Serviço de Utilidade Pública - Lei Municipal nº 5096/2011 de 24 de Novembro de 2011
Criado por Adriano Araújo e Emmanuel Sousa
retalhoscg@hotmail.com

QUAL ASSUNTO VOCÊ ESTÁ PROCURANDO?

Por Mário Carneiro da Costa *

Composta por 32 alunos, logo no início do ano letivo de 1951 as festividades de colação de grau do curso ginasial e uma excursão foram aventadas pela turma. Ficou decidido, então, que se faria um passeio à Cachoeira de Paulo Afonso, ainda sem mudanças em face aos serviços de construção da hidrelétrica.
Chaveiro Comemorativo do Pio XI
(Arquivo Pertencente a
Mario Vinicius Carneiro Medeiros)

Foi  escolhido e eleito por votação como paraninfo da turma o professor William Ramos Tejo, recém-casado, e a ele ficaria  a responsabilidade de orientar a turma para as providência futuras. Como todos tinham interesse pelo passeio, ficara acertada, também, uma contribuição mensal de todos os participantes, bem como a venda de bilhetes de uma rifa de uma máquina fotográfica. Como os bilhetes da rifa haviam se esgotado, surgiu a idéia de se rifar uma bicicleta. Tais verbas cobririam as despesas da excursão a Paulo Afonso, um quadro de formatura e um baile em alto estilo no Campinense Clube.

Durante o ano, a esposa do professor Tejo engravidara e haviam surgido complicações na gestação. O mestre mostrava-se preocupado com a situação mas permanecia à frente do objetivo dos alunos. Entretanto, aproximava-se o final do mês de novembro, período supostamente esperado para o nascimento do filho do professor. A excursão teria início no dia 28 daquele mês, a data já se achava bem próxima e nada do nascimento da criança acontecer.
A imaturidade da turma, a ânsia pelo passeio e o medo do fracasso dele não ocorrer acabou por levá-la a pressionar o mestre quanto a viajar mesmo sem o nascimento do filho. Isto acabou por desagradar ao professor Tejo, que renunciou a condição de paraninfo, proibiu sua fotografia no quadro de formatura e se julgou suspeito para examinar a turma no exame final.
 Ocorreu, então, nova escolha de paraninfo, que recaiu sobre a figura do professor João Viana Correa. A quantia arrecadada, até então sob a guarda do paraninfo renunciante foi entregue ao novo homenageado. Assim, no dia 28 de novembro daquele ano, por volta do meio-dia, em um ônibus adaptado de um caminhão da marca International pertencente e cedido a preço simbólico pelo Sr. Hermínio Soares, pai do concluinte Hélio Soares, teve início a tão sonhada excursão.

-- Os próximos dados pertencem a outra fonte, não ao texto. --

PR #2108, opened 2020-01-04
[Nim] Update containers to 1.04

waghanza:
Hi,

This `PR` update `nim` to `1.0.4`.

@dom96 @moigagoo Actually **nimlang/nim:1.0** in `docker`

I think it could be good, to have a **1.0** tag that link to the last patched version (`1.0.2`, `1.0.4` ...) in this **major**

Regards,

### DIFF
--- a/nim/Dockerfile
+++ b/nim/Dockerfile
@@ -1,4 +1,4 @@
-FROM nimlang/nim:1.0.2-alpine
+FROM nimlang/nim:1.0.4-alpine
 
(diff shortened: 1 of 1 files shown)


moigagoo:
@waghanza Hi! Why not use `latest` for now? Until 2.0 is released, 1.0 and latest will point to the same version. And 2.0 isn't coming out for a couple of years I think at least.

PR #2125, opened 2020-01-06
[Javascript] Update nanoexpress-pro to 1.9

waghanza:
Hi,

This `PR` update `nanoexpress-pro` from `1.8` to `1.9`

Regards,

@dalisoft : Slight decrease, maybe insignificant

+ `1.8` : `204 040` `requests/s`
+ `1.9` : `201 072` `requests/s`

--------------
Supersed #2120


dalisoft:
@waghanza Thanks for notify. I am did not change anything core-related, just added new feature to plugin which does not used by in this benchmark. I think this because of always different result for RPS (speed)

waghanza:
@dalisoft In deed, when results will be computed on a **rock solid** `infrastructure, their will not be any fluctuation, but know we are only on a **local** `docker` so ... results are not perfect, but could give some ideas

the above change are not very significant

:heart:

PR #2172, opened 2020-01-16
[Python] Aligned Emmett to other benchmarks (using gunicorn)

gi0baro:


waghanza:
Most of `python` **frameworks** `here` are ran with `gunicorn`. I'm questioning if it is not a better idea to use their buit-in appserver (sanic, cyclone, tornado, ... have their own ways).

any tought @gi0baro

gi0baro:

O ônibus da viagem (Arquivo de Mario Vinicius Carneiro Medeiros)

 Numa algazarra generalizada, a turma partiu com destino à Sertânia, no Estado de Pernambuco, onde chegou por volta das 18 horas. Alojados em uma só pensão, após o jantar saíram para galanteios e namoricos, para o que não faltaram estudantes da cidade, pois logo correra na cidade a notícia da chegada daqueles jovens.
Nas primeiras horas da manhã do dia seguinte, partiu-se com destino a Cachoeira de Paulo Afonso. Andava-se para o lugarejo denominado de Cruzeiro do Nordeste, onde era iniciada uma travessia que causava medo a todos os viajantes da época. Era a lendária reta de Ibimirim, numa extensão de quase 100 Km sem que nada ali fosse encontrado. No início daquele trajeto contactou com a turma uma pessoa idosa, humilde, de feições fechadas, que se dizia ex-cangaceiro de Lampião e no bando tivera o nome de Baraúna.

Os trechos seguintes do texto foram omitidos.